[Collected data entries]
PR #430, opened 2020-07-30
FW-1714 Add character validation and a back end field for ignored characters

bronson-c:
Adds the ability for ignored characters to be added to an alphabet in the back end and ensures the ignored characters are valid when added. Also adds a new method for character document validation.


FirstVoicesData/src/main/java/ca/firstvoices/listeners/FVDocumentListener.java
```diff
@@ -183,23 +183,46 @@ public void validateCharacter() {
...
+        //only test on update, not creation as characters will not exist during creation
+        if (event.getName().equals(DocumentEventTypes.BEFORE_DOC_UPDATE)) {
+          DocumentModelList characters = getCharacters(document);
+          DocumentModel alphabet = getAlphabet(document);
+          cleanupCharactersService.validateAlphabetIgnoredCharacters(characters, alphabet);
+
+        }
+
+      } catch (Exception exception) {
+        rollBackEvent(event);
```
davidlacho, line 221: Curious if there a particular reason why we're rolling back the event here (but not above)?

FirstVoicesData/src/main/java/ca/firstvoices/services/CleanupCharactersServiceImpl.java
```diff
@@ -37,7 +40,8 @@
 public class CleanupCharactersServiceImpl extends AbstractFirstVoicesDataService implements
     CleanupCharactersService {
 
-  private String[] types = {FV_PHRASE, FV_WORD};
+  private final String[] types = {FV_PHRASE, FV_WORD};
+  private static final String DOCUMENT_TITLE = "dc:title";
```
davidlacho, line 44: In the future, all dublincore (and other schema) property values should be kept in a constants file in FVData. Nothing to change here, just noting this for future developers.

FirstVoicesData/src/test/java/ca/firstvoices/listeners/FVDocumentListenerTest.java
```diff
@@ -72,4 +77,86 @@ public void testListener() {
...
+
+    List<String> testList = new ArrayList<>();
+    testList.add("a");
+    testList.add("b");
+
+    DocumentModel d = session.getChildren(alphabet.getRef()).get(0);
+    d.setPropertyValue("fvcharacter:upper_case_confusable_characters", (Serializable) testList);
+    session.saveDocument(d);
+  }
+}
```
davidlacho, line 162: I would like to see a passing test for ignored characters

FirstVoicesData/src/main/java/ca/firstvoices/services/CleanupCharactersService.java
```diff
@@ -30,4 +30,10 @@
   DocumentModel cleanConfusables(CoreSession session, DocumentModel document);
 
   Map<String, String> mapAndValidateConfusableCharacters(List<DocumentModel> characters);
+
+  boolean validateCharacters(List<DocumentModel> characters,
+      DocumentModel alphabet, DocumentModel updated);
+
+  boolean validateAlphabetIgnoredCharacters(List<DocumentModel> characters,
```
davidlacho, line 37: Please create unit tests for this interface method

FirstVoicesData/src/main/java/ca/firstvoices/services/CleanupCharactersServiceImpl.java
```diff
@@ -138,6 +143,141 @@ public DocumentModel cleanConfusables(CoreSession session, DocumentModel documen
     return confusables;
   }
 
+  @Override
+  public boolean validateCharacters(List<DocumentModel> filteredCharacters,
```
davidlacho, line 147: This validation method could be simplified as follows:

```java
  @Override
  public void validateAlphabetIgnoredCharacters(List<DocumentModel> characters,
      DocumentModel alphabet) {
    //This method only covers alphabets, characters are covered separately
    Set<String> collectedCharacters = createCharacterHashMap(characters);

    String[] ignoredCharsArr = (String[]) alphabet
            .getPropertyValue("fv-alphabet:ignored_characters");
    
    if (ignoredCharsArr != null) {
      for (String str : ignoredCharsArr) {
        if (!collectedCharacters.add(str)) {
          throw new FVCharacterInvalidException(
                  "The ignored characters list includes a duplicate character found in another character document",
                  400);
        }
      }
    }
  }
```

FirstVoicesData/src/main/java/ca/firstvoices/services/CleanupCharactersServiceImpl.java
```diff
@@ -65,27 +69,28 @@ public DocumentModel cleanConfusables(CoreSession session, DocumentModel documen
...
-        document.setPropertyValue("dc:title", updatedPropertyValue);
+        document.setPropertyValue(DOCUMENT_TITLE, updatedPropertyValue);
       }
     }
     document.setPropertyValue("fv:update_confusables_required", false);
     return session.saveDocument(document);
   }
 
   @Override
+  //Keeping method as it is used elsewhere in cleanConfusables
```
davidlacho, line 80: Since this is now a "helper" method, it should not be included in the interface and accessor level should be **private**. Likewise, you should refactor the unit tests for this method to include your new implementation.

FirstVoicesData/src/main/java/ca/firstvoices/services/CleanupCharactersServiceImpl.java
```diff
@@ -138,6 +143,141 @@ public DocumentModel cleanConfusables(CoreSession session, DocumentModel documen
...
+        if (!unique) {
+          lowerConfusable = false;
+          break;
+        } else {
+          lowerConfusable = true;
+        }
+      }
+    } else {
+      lowerConfusable = true;
+    }
```
davidlacho, line 177: Likewise, this can be cleaned up:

**Task item**
Your task is to give the records above again, exactly.

**Answer to this problem**
PR #430, opened 2020-07-30
FW-1714 Add character validation and a back end field for ignored characters

bronson-c:
Adds the ability for ignored characters to be added to an alphabet in the back end and ensures the ignored characters are valid when added. Also adds a new method for character document validation.


FirstVoicesData/src/main/java/ca/firstvoices/listeners/FVDocumentListener.java
```diff
@@ -183,23 +183,46 @@ public void validateCharacter() {
...
+        //only test on update, not creation as characters will not exist during creation
+        if (event.getName().equals(DocumentEventTypes.BEFORE_DOC_UPDATE)) {
+          DocumentModelList characters = getCharacters(document);
+          DocumentModel alphabet = getAlphabet(document);
+          cleanupCharactersService.validateAlphabetIgnoredCharacters(characters, alphabet);
+
+        }
+
+      } catch (Exception exception) {
+        rollBackEvent(event);
```
davidlacho, line 221: Curious if there a particular reason why we're rolling back the event here (but not above)?

FirstVoicesData/src/main/java/ca/firstvoices/services/CleanupCharactersServiceImpl.java
```diff
@@ -37,7 +40,8 @@
 public class CleanupCharactersServiceImpl extends AbstractFirstVoicesDataService implements
     CleanupCharactersService {
 
-  private String[] types = {FV_PHRASE, FV_WORD};
+  private final String[] types = {FV_PHRASE, FV_WORD};
+  private static final String DOCUMENT_TITLE = "dc:title";
```
davidlacho, line 44: In the future, all dublincore (and other schema) property values should be kept in a constants file in FVData. Nothing to change here, just noting this for future developers.

FirstVoicesData/src/test/java/ca/firstvoices/listeners/FVDocumentListenerTest.java
```diff
@@ -72,4 +77,86 @@ public void testListener() {
...
+
+    List<String> testList = new ArrayList<>();
+    testList.add("a");
+    testList.add("b");
+
+    DocumentModel d = session.getChildren(alphabet.getRef()).get(0);
+    d.setPropertyValue("fvcharacter:upper_case_confusable_characters", (Serializable) testList);
+    session.saveDocument(d);
+  }
+}
```
davidlacho, line 162: I would like to see a passing test for ignored characters

FirstVoicesData/src/main/java/ca/firstvoices/services/CleanupCharactersService.java
```diff
@@ -30,4 +30,10 @@
   DocumentModel cleanConfusables(CoreSession session, DocumentModel document);
 
   Map<String, String> mapAndValidateConfusableCharacters(List<DocumentModel> characters);
+
+  boolean validateCharacters(List<DocumentModel> characters,
+      DocumentModel alphabet, DocumentModel updated);
+
+  boolean validateAlphabetIgnoredCharacters(List<DocumentModel> characters,
```
davidlacho, line 37: Please create unit tests for this interface method

FirstVoicesData/src/main/java/ca/firstvoices/services/CleanupCharactersServiceImpl.java
```diff
@@ -138,6 +143,141 @@ public DocumentModel cleanConfusables(CoreSession session, DocumentModel documen
     return confusables;
   }
 
+  @Override
+  public boolean validateCharacters(List<DocumentModel> filteredCharacters,
```
davidlacho, line 147: This validation method could be simplified as follows:

```java
  @Override
  public void validateAlphabetIgnoredCharacters(List<DocumentModel> characters,
      DocumentModel alphabet) {
    //This method only covers alphabets, characters are covered separately
    Set<String> collectedCharacters = createCharacterHashMap(characters);

    String[] ignoredCharsArr = (String[]) alphabet
            .getPropertyValue("fv-alphabet:ignored_characters");
    
    if (ignoredCharsArr != null) {
      for (String str : ignoredCharsArr) {
        if (!collectedCharacters.add(str)) {
          throw new FVCharacterInvalidException(
                  "The ignored characters list includes a duplicate character found in another character document",
                  400);
        }
      }
    }
  }
```

FirstVoicesData/src/main/java/ca/firstvoices/services/CleanupCharactersServiceImpl.java
```diff
@@ -65,27 +69,28 @@ public DocumentModel cleanConfusables(CoreSession session, DocumentModel documen
...
-        document.setPropertyValue("dc:title", updatedPropertyValue);
+        document.setPropertyValue(DOCUMENT_TITLE, updatedPropertyValue);
       }
     }
     document.setPropertyValue("fv:update_confusables_required", false);
     return session.saveDocument(document);
   }
 
   @Override
+  //Keeping method as it is used elsewhere in cleanConfusables
```
davidlacho, line 80: Since this is now a "helper" method, it should not be included in the interface and accessor level should be **private**. Likewise, you should refactor the unit tests for this method to include your new implementation.

FirstVoicesData/src/main/java/ca/firstvoices/services/CleanupCharactersServiceImpl.java
```diff
@@ -138,6 +143,141 @@ public DocumentModel cleanConfusables(CoreSession session, DocumentModel documen
...
+        if (!unique) {
+          lowerConfusable = false;
+          break;
+        } else {
+          lowerConfusable = true;
+        }
+      }
+    } else {
+      lowerConfusable = true;
+    }
```
davidlacho, line 177: Likewise, this can be cleaned up:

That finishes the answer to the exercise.